Dark Current & Temperature

Simulate thermally generated dark current in CMOS pixels and visualize its impact on image quality across operating temperatures.

Dark Current & Noise Simulator

Simulate temperature-dependent dark current, noise budget, and dark frame pattern for CMOS image sensor pixels.

Temperature: 25 °C

Pixel Pitch: 1.00 μm

Integration Time: 33 ms

Read Noise: 1.5 e− rms

Scene Illuminance: 100 lux

Dark Current

4.331 e−/s

Dark Signal

0.143 e−

Dark Noise

0.378 e− rms

Total Noise

1.547 e− rms

SNR

39.0 dB

Dark Current vs Temperature

Noise Budget vs Temperature

Dark Frame Visualization

Simulated dark frame image showing noise pattern at current temperature and integration time.

Physics

Dark current is the signal generated by thermal carrier generation in the absence of light. It follows the Arrhenius model:

J_d(T) proportional to exp(-E_g / 2kT)

where E_g is the silicon bandgap (~1.12 eV), k is Boltzmann's constant, and T is absolute temperature.

Temperature Doubling Rule

A widely used approximation: dark current approximately doubles for every 6-8 degrees C increase in temperature.

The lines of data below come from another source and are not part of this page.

PR #18, opened 2021-04-20
Create a profile subscription to be installed into a cluster

Skarlso:
### Description

Issue https://github.com/weaveworks/profiles/issues/26

Keeping it simple, the git repository creation and Pull Request will be in a separate PR.

### Checklist


pkg/catalog/install.go
```diff
@@ -0,0 +1,112 @@
...
+
+// FileWriter is a Writer using a file as backing medium.
+type FileWriter struct {
+	Filename string
+}
+
+// Output writes the profile subscription yaml data into a given file.
+func (fw *FileWriter) Output(prof *profilesv1.ProfileSubscription) error {
+	e := kjson.NewSerializerWithOptions(kjson.DefaultMetaFactory, nil, nil, kjson.SerializerOptions{Yaml: true, Strict: true})
+	f, err := os.OpenFile(fw.Filename, os.O_WRONLY|os.O_CREATE|os.O_TRUNC, 0600)
```
Callisto13, line 29: might `0600` be a bit tight?

pkg/catalog/install.go
```diff
@@ -0,0 +1,112 @@
...
+}
+
+// StdoutWriter is a Writer using stdout as backing medium.
+type StdoutWriter struct{}
+
+// Output outputs the yaml generated content for a profile to stdout.
+func (s *StdoutWriter) Output(prof *profilesv1.ProfileSubscription) error {
+	e := kjson.NewSerializerWithOptions(kjson.DefaultMetaFactory, nil, nil, kjson.SerializerOptions{Yaml: true, Strict: true})
+	return e.Encode(prof, os.Stdout)
+}
```
Callisto13, line 51: I don't know if we need the stdout writer. In the ticket description I wrote both examples as in "pick one we can live with for just now" 😀

pkg/catalog/install.go
```diff
@@ -0,0 +1,112 @@
...
+
+// Install using the catalog at catalogURL and a profile matching the provided profileName generates all the
+// artifacts and outputs a single yaml file containing all artifacts that the profile would create.
```
Callisto13, line 54: just to confirm that this installation is just about installing a profile which can be found in a catalog? (ie we will deal with "random" installations of profiles not in a catalog later)

pkg/catalog/install_test.go
```diff
@@ -0,0 +1,122 @@
...
+
+func (sw *StringWriter) Output(prof *profilesv1.ProfileSubscription) error {
+	e := kjson.NewSerializerWithOptions(kjson.DefaultMetaFactory, nil, nil, kjson.SerializerOptions{Yaml: true, Strict: true})
+	if err := e.Encode(prof, sw.output); err != nil {
+		return err
+	}
+	return nil
+}
+
+var _ = Describe("Install", func() {
```
Callisto13, line 32: can we have some failure case tests here as well please? 😄

Callisto13 (commented):
initial comments, looks good and simple overall.

are you adding integration tests here, or do you think there is no point since the next story will change all UX?

pkg/catalog/install.go
Skarlso: Ahhh. :D Super sorry, I thought this thing should be choosable:
> I should see a ProfileSubscription yaml generated (either in a file or stdout)

So I thought `or` here meant that it should be choosable. :) Anyways, the interface is useful in terms of testing.

pkg/catalog/install_test.go
Skarlso: Yes, ofc. :D I'm writing it now. :) Just was overeager with sharing. :D

pkg/catalog/install.go
Skarlso: Hmm, good point. I guess 0644 is good enough too.

Skarlso:
> are you adding integration tests here, or do you think there is no point since the next story will change all UX?

Unsure. 🤔 I better add them I guess. :) And see from there.

cmd/pctl/main.go
```diff
@@ -84,6 +84,71 @@ func showCmd() *cli.Command {
...
+func installCmd() *cli.Command {
+	return &cli.Command{
+		Name:      "install",
+		Usage:     "generate resources for installing a profile",
+		UsageText: "pctl --catalog-url <URL> install --subscription-name pctl-profile --namespace default --branch main --config-map-name configmap-name <CATALOG>/<PROFILE>",
+		Flags: []cli.Flag{
+			&cli.StringFlag{
+				Name:        "subscription-name",
+				DefaultText: "pctl-profile",
+				Value:       "pctl-profile",
```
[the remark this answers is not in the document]
Skarlso: Good question. I thought something like, as fewer options I have to define to get things up and running, the better?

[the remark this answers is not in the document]
Callisto13: yeh i think that is fine

pkg/catalog/install.go
Callisto13: yeh the interface is cool, but i don't think we need the stdout just yet. we can add it back later if that changes

Skarlso:
@Callisto13 Even though I might update the integration test, at least I know what still should pass or the structure I'm working in. I think it was a good idea to add them. :) 👍

Callisto13:
Can you update the readme so I know what the command is in the demo 😁

pkg/catalog/install.go
```diff
@@ -0,0 +1,103 @@
...
+	}(f)
+	if err := e.Encode(prof, f); err != nil {
+		return err
+	}
+	return nil
+}
+
+// Install using the catalog at catalogURL and a profile matching the provided profileName generates a profile subscription
+// writing it out with the provided profile subscription writer.
+func Install(catalogURL, catalogName, profileName, subName, namespace, branch, configMap string, writer Writer) error {
```
Callisto13, line 46: that is quite a lengthy signature, do we want a struct instead?

Skarlso: Yes, definitely. I can do that.

pkg/catalog/install.go
```diff
@@ -0,0 +1,103 @@
...
+	"os"
+
+	helmv2 "github.com/fluxcd/helm-controller/api/v2beta1"
+	profilesv1 "github.com/weaveworks/profiles/api/v1alpha1"
+	metav1 "k8s.io/apimachinery/pkg/apis/meta/v1"
+	kjson "k8s.io/apimachinery/pkg/runtime/serializer/json"
+)
+
+// Writer takes a profile and writes it out into a medium.
+type Writer interface {
```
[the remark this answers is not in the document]
Skarlso: I was thinking about that, indeed. But had the same thought process of refactoring when it's needed. :)

cmd/pctl/main.go
```diff
@@ -84,6 +87,79 @@ func showCmd() *cli.Command {
...
+
+			parts := strings.Split(profilePath, "/")
+			if len(parts) < 2 {
+				_ = cli.ShowCommandHelp(c, "install")
+				return errors.New("both catalog name and profile name must be provided")
+			}
+			catalogName, profileName := parts[0], parts[1]
+
+			fmt.Printf("generating subscription for profile %s/%s:\n\n", catalogName, profileName)
+			var w writer.Writer = &writer.FileWriter{Filename: filename}
```
Callisto13, line 147:
```suggestion
			w := &writer.FileWriter{Filename: filename}
```
for continuity?

suppose you could also inline this on 156, but that is a personal style choice so have no strong feelings

pkg/catalog/install.go
```diff
@@ -0,0 +1,88 @@
...
+	ConfigMap   string
+	Namespace   string
+	ProfileName string
+	SubName     string
+	Writer      writer.Writer
+}
+
+// Install using the catalog at catalogURL and a profile matching the provided profileName generates a profile subscription
+// writing it out with the provided profile subscription writer.
+func Install(cfg InstallConfig) error {
```
Callisto13, line 31: lovely lovely

cmd/pctl/main.go
Skarlso: Ah yes, I used the interface definition there before because of the possible overwrite after. This was previously an stdout write which was optionally overwritten but the variable had to stay an interface type. :)

Now, that's not needed, so yeah, I can remove it. :)

Callisto13 (approved):
lgtm 🚀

This makes thermal management critical for long-exposure and scientific imaging applications.

Impact on Image Quality

• Noise floor — dark current shot noise (sqrt of dark signal) adds to the total noise, degrading SNR in low-light conditions
• Fixed pattern noise — pixel-to-pixel variation in dark current creates a static pattern that must be subtracted via dark frame calibration
• Hot pixels — defect sites with anomalously high dark current appear as bright dots, becoming more prevalent at elevated temperatures

Dark Frame Simulation

The simulator generates a synthetic dark frame showing statistical variation across pixels, including the long tail of hot pixels characteristic of real sensors.

TIP

For scientific cameras, cooling the sensor by 20 degrees C can reduce dark current by roughly 8x, dramatically improving performance for long exposures.